Time is brief, instant, therefore love and warmth are always in a hurry, there is no time to cherish it, with a blink of the eye, it has already passed.
Time is also endless, long,  therefore those love and warmth are engraved forever in your heart, unable to be forgotten, for life. 

I don’t know when the popularity started, but by the time I knew about it, the entire year of boys and girls were rollerskating. Roller skates during that era were very simple and crude. They were just four wheels with a few pieces of metal on top with a soft leather strap attached. The metal sheets could be adjusted for size so there was no need to take off your shoes as the roller skates were attached to them.
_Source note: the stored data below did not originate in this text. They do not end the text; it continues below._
PR #34, opened 2023-09-19
feat: introduce api client for automation resources

warber:
This PR introduces a new client targeting the automation API. It provides support for workflows, business-calendars, and scheduling rules.

The client can be obtained via the factory as usual and offers CRUD + Upsert operations.
I have not yet added logging to the client.
This is planned for a follow-up PR to solely focus on useful logs.

Yes, user has access to new automation client, e.g. via the existing factory:

```go
client, err := factory.AutomationClient()
if err != nil {
   // handle err
}
```

from here on you can call the desired operation on the client, e.g. getting an existing workflow:
```go
response, err = automationClient.Get(context.TODO(), automation.Workflows, id)
if err != nil {
	panic(err)
}

if err, isAPIErr := response.AsAPIError(); isAPIErr {
	panic(err)
}
....
```

### DIFF
--- a/internal/testutils/testserver.go
+++ b/internal/testutils/testserver.go
@@ -24,6 +24,7 @@ import (
 
 // TestServer is a wrapper around httptest.Server that provides utility methods for testing.
 type TestServer struct {
+	calls            int
 	*httptest.Server // Embedded httptest.Server for underlying server functionality.
 }
 
@@ -31,6 +32,11 @@ type TestServer struct {
 func (t TestServer) URL() *url.URL {
 	u, _ := url.Parse(t.Server.URL) //nolint:errcheck
 	return u
+}
+
+// Calls returns the number of calls invoked on the test server
+func (t TestServer) Calls() int {
+	return t.calls
 }
 
 // Client returns an HTTP client associated with the test server.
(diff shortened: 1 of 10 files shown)


internal/testutils/testserver.go
```diff
@@ -56,9 +62,31 @@ type ServerResponses map[HTTPMethod]struct {
...
-func NewHTTPTestServer(t *testing.T, arg ServerResponses) *TestServer {
-	return &TestServer{Server: httptest.NewServer(http.HandlerFunc(func(rw http.ResponseWriter, req *http.Request) {
-		if res, found := arg[req.Method]; found {
+func NewHTTPTestServer(t *testing.T, responses []ServerResponses) *TestServer {
+	testServer := &TestServer{}
+	handler := func(rw http.ResponseWriter, req *http.Request) {
+		testServer.calls++
+		// Special case: if only one response is specified, this will be reused
+		// for each and every call
+		if len(responses) == 1 {
```
warber, line 71: I don't like that implicit behavior but it is useful sometimes and already existing tests are relying on that

internal/testutils/testserver.go
```diff
@@ -56,9 +62,31 @@ type ServerResponses map[HTTPMethod]struct {
...
+				_, _ = rw.Write([]byte(res.ResponseBody)) // nosemgrep: go.lang.security.audit.xss.no-direct-write-to-responsewriter.no-direct-write-to-responsewriter
+			} else {
+				t.Errorf("unexpected HTTP method call: %s", req.Method)
+			}
+			return
+		}
+
+		if len(responses) <= testServer.calls-1 {
+			t.Fail()
+			t.Fatalf("Exceeded number of calls to test server (expected: %d)", len(responses))
```
UnseenWizzard, line 86: I think `Fatal/Fatalf` already call a `FailNow`(no guarantee), so the t.Fail() on line 85 isn't needed

internal/testutils/testserver.go
UnseenWizzard: That seems pretty strange to use though? And gives me no way to assert that a test server receives exactly one API call, rather than many...

I don't know which tests rely on this behavior but IMO it'd be better to re-write them to define their responses and expected requests explicitly. 

Awesome to see that you introduced this idea btw!

internal/testutils/testserver.go
UnseenWizzard: Also general note: I think this server should be consistent on when it stops a test. 
As is an unexpected HTTP method will fail the test, but let it continue (Errorf), but a totally unexpected call will fail the test immediately (Fatalf). 

I don't have a strong preference (generally I prefer stopping, but failing and continuing seems to be the more usual default), but I think this should use Errorf or Fatalf exclusively.

UnseenWizzard (approved):
Overall looks good to me :) Comments are mostly improvement suggestions

UnseenWizzard (approved):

There weren’t many students in our year with roller skates so everyone would crowd around those few people who did have a pair and line up to take turns playing on them. Zhang Jun never fell behind on these popular things, when other boys were tottering around, walking on their skates, he was already able to skate backwards. All of a sudden, he turned into the most popular guy as all the girls wanted to borrow his roller skates and needed him to teach them how to skate.

I watched them trip around on the concrete from afar. In the depth of my heart, I longed to join them yet I acted like I wasn’t the slightest bit interested. I didn’t want to curry up to someone just for the sake of a pair of roller skates, even if that person was Zhang Jun, especially if that person was Zhang Jun.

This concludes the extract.